■ DATA RECORDS:
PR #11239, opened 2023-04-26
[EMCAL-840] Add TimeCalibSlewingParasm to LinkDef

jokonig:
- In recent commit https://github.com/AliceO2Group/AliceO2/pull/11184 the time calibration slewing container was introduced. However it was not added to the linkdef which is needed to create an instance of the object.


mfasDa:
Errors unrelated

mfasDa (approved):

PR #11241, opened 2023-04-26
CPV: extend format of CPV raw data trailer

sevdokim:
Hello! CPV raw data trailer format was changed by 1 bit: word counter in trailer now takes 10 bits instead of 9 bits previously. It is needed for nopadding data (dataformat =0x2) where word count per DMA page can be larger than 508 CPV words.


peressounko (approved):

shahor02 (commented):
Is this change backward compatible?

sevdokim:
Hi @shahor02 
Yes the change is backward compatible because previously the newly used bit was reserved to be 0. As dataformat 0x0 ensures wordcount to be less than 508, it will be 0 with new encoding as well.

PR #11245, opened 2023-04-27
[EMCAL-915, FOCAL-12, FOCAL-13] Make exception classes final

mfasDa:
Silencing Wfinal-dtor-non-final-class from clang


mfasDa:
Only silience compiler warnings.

■ PROBLEM STATEMENT:
Output the data in full, precisely as it appears above.

■ WRITTEN REPLY:
PR #11239, opened 2023-04-26
[EMCAL-840] Add TimeCalibSlewingParasm to LinkDef

jokonig:
- In recent commit https://github.com/AliceO2Group/AliceO2/pull/11184 the time calibration slewing container was introduced. However it was not added to the linkdef which is needed to create an instance of the object.


mfasDa:
Errors unrelated

mfasDa (approved):

PR #11241, opened 2023-04-26
CPV: extend format of CPV raw data trailer

sevdokim:
Hello! CPV raw data trailer format was changed by 1 bit: word counter in trailer now takes 10 bits instead of 9 bits previously. It is needed for nopadding data (dataformat =0x2) where word count per DMA page can be larger than 508 CPV words.


peressounko (approved):

shahor02 (commented):
Is this change backward compatible?

sevdokim:
Hi @shahor02 
Yes the change is backward compatible because previously the newly used bit was reserved to be 0. As dataformat 0x0 ensures wordcount to be less than 508, it will be 0 with new encoding as well.

PR #11245, opened 2023-04-27
[EMCAL-915, FOCAL-12, FOCAL-13] Make exception classes final

mfasDa:
Silencing Wfinal-dtor-non-final-class from clang


mfasDa:
Only silience compiler warnings.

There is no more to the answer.